PR #3316, opened 2016-08-14
Introducing World:SetSpawn() API and Lua binding

ElNounch:


madmaxoft:
Looks good to me. I'd appreciate one more person reviewing this, though.

src/World.cpp
```diff
@@ -324,6 +324,33 @@ void cWorld::SetNextBlockTick(int a_BlockX, int a_BlockY, int a_BlockZ)
...
+{
+		cIniFile IniFile;
+
+		IniFile.ReadFile(m_IniFileName);
+		IniFile.SetValueF("SpawnPosition", "X", a_X);
+		IniFile.SetValueF("SpawnPosition", "Y", a_Y);
+		IniFile.SetValueF("SpawnPosition", "Z", a_Z);
+		if (IniFile.WriteFile(m_IniFileName))
+		{
+			m_SpawnX = a_X;
```
bearbin: Should these be initialised even if the file cannot be written?

bearbin:
Aside from my comment, LGTM.

src/World.cpp
madmaxoft: I don't have an opinion in either way. Once you get a file write error, having a correct spawn coord is the least of your problems; perhaps a log message would be good in this case, though.

NiLSPACE: I think that could only cause confusion after a restart. *what!? the spawn is back to where it was! It was at the new place a minute ago.* Though of course they'd have to miss the warning log in the console for that as well.

ElNounch: That was the idea, if it ultimately failed (couldn't store information), don't look at all as if it worked.

madmaxoft:
Ay, don't merge master, rebase onto it. Next time.

PR #3327, opened 2016-08-17
Fix cWorld:QueueTask() Lua's binding

ElNounch:
Manual binding expect three parameters : self, a number, a function
And then read self and a function...
Removing the extra check for the broken second argument


madmaxoft:
Thanks, I must have missed that.

PR #3328, opened 2016-08-18
Lua binding for cIniFile.noID

### LINKED ISSUE #3324: No Lua binding cIniFile.noID
Inherited noID enum of cIniFile class isn't exported to Lua's bindings.

ElNounch:
Fix #3324

### DIFF
--- a/src/Bindings/ManualBindings.cpp
+++ b/src/Bindings/ManualBindings.cpp
@@ -3821,6 +3821,10 @@ void cManualBindings::Bind(lua_State * tolua_S)
 			tolua_function(tolua_S, "GetOutputBlockPos", tolua_cHopperEntity_GetOutputBlockPos);
 		tolua_endmodule(tolua_S);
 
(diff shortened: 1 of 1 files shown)


sphinxc0re:
@cuberite/core-team someone seems to be quite busy here 😉

madmaxoft:
Does that really need manual binding, can't it be exported automatically?

madmaxoft:
Now we have a choice - this PR, or #3329? :)

ElNounch:
@madmaxoft : both are ugly :worried:, proper fix of the dependency would be neat. :grimacing:
Don't you think so ? :grinning:

madmaxoft:
ToLua++ could handle the dependency, but we don't want to export the base class.

I'm trying a slightly better version of my original approach, without the preprocessor guards.

ElNounch:
Superseded by https://github.com/cuberite/cuberite/pull/3329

------------------------------------------------------------------------

Please write out each entry shown above exactly as given.

PR #3316, opened 2016-08-14
Introducing World:SetSpawn() API and Lua binding

ElNounch:


madmaxoft:
Looks good to me. I'd appreciate one more person reviewing this, though.

src/World.cpp
```diff
@@ -324,6 +324,33 @@ void cWorld::SetNextBlockTick(int a_BlockX, int a_BlockY, int a_BlockZ)
...
+{
+		cIniFile IniFile;
+
+		IniFile.ReadFile(m_IniFileName);
+		IniFile.SetValueF("SpawnPosition", "X", a_X);
+		IniFile.SetValueF("SpawnPosition", "Y", a_Y);
+		IniFile.SetValueF("SpawnPosition", "Z", a_Z);
+		if (IniFile.WriteFile(m_IniFileName))
+		{
+			m_SpawnX = a_X;
```
bearbin: Should these be initialised even if the file cannot be written?

bearbin:
Aside from my comment, LGTM.

src/World.cpp
madmaxoft: I don't have an opinion in either way. Once you get a file write error, having a correct spawn coord is the least of your problems; perhaps a log message would be good in this case, though.

NiLSPACE: I think that could only cause confusion after a restart. *what!? the spawn is back to where it was! It was at the new place a minute ago.* Though of course they'd have to miss the warning log in the console for that as well.

ElNounch: That was the idea, if it ultimately failed (couldn't store information), don't look at all as if it worked.

madmaxoft:
Ay, don't merge master, rebase onto it. Next time.

PR #3327, opened 2016-08-17
Fix cWorld:QueueTask() Lua's binding

ElNounch:
Manual binding expect three parameters : self, a number, a function
And then read self and a function...
Removing the extra check for the broken second argument


madmaxoft:
Thanks, I must have missed that.

PR #3328, opened 2016-08-18
Lua binding for cIniFile.noID

### LINKED ISSUE #3324: No Lua binding cIniFile.noID
Inherited noID enum of cIniFile class isn't exported to Lua's bindings.

ElNounch:
Fix #3324

### DIFF
--- a/src/Bindings/ManualBindings.cpp
+++ b/src/Bindings/ManualBindings.cpp
@@ -3821,6 +3821,10 @@ void cManualBindings::Bind(lua_State * tolua_S)
 			tolua_function(tolua_S, "GetOutputBlockPos", tolua_cHopperEntity_GetOutputBlockPos);
 		tolua_endmodule(tolua_S);
 
(diff shortened: 1 of 1 files shown)


sphinxc0re:
@cuberite/core-team someone seems to be quite busy here 😉

madmaxoft:
Does that really need manual binding, can't it be exported automatically?

madmaxoft:
Now we have a choice - this PR, or #3329? :)

ElNounch:
@madmaxoft : both are ugly :worried:, proper fix of the dependency would be neat. :grimacing:
Don't you think so ? :grinning:

madmaxoft:
ToLua++ could handle the dependency, but we don't want to export the base class.

I'm trying a slightly better version of my original approach, without the preprocessor guards.

ElNounch:
Superseded by https://github.com/cuberite/cuberite/pull/3329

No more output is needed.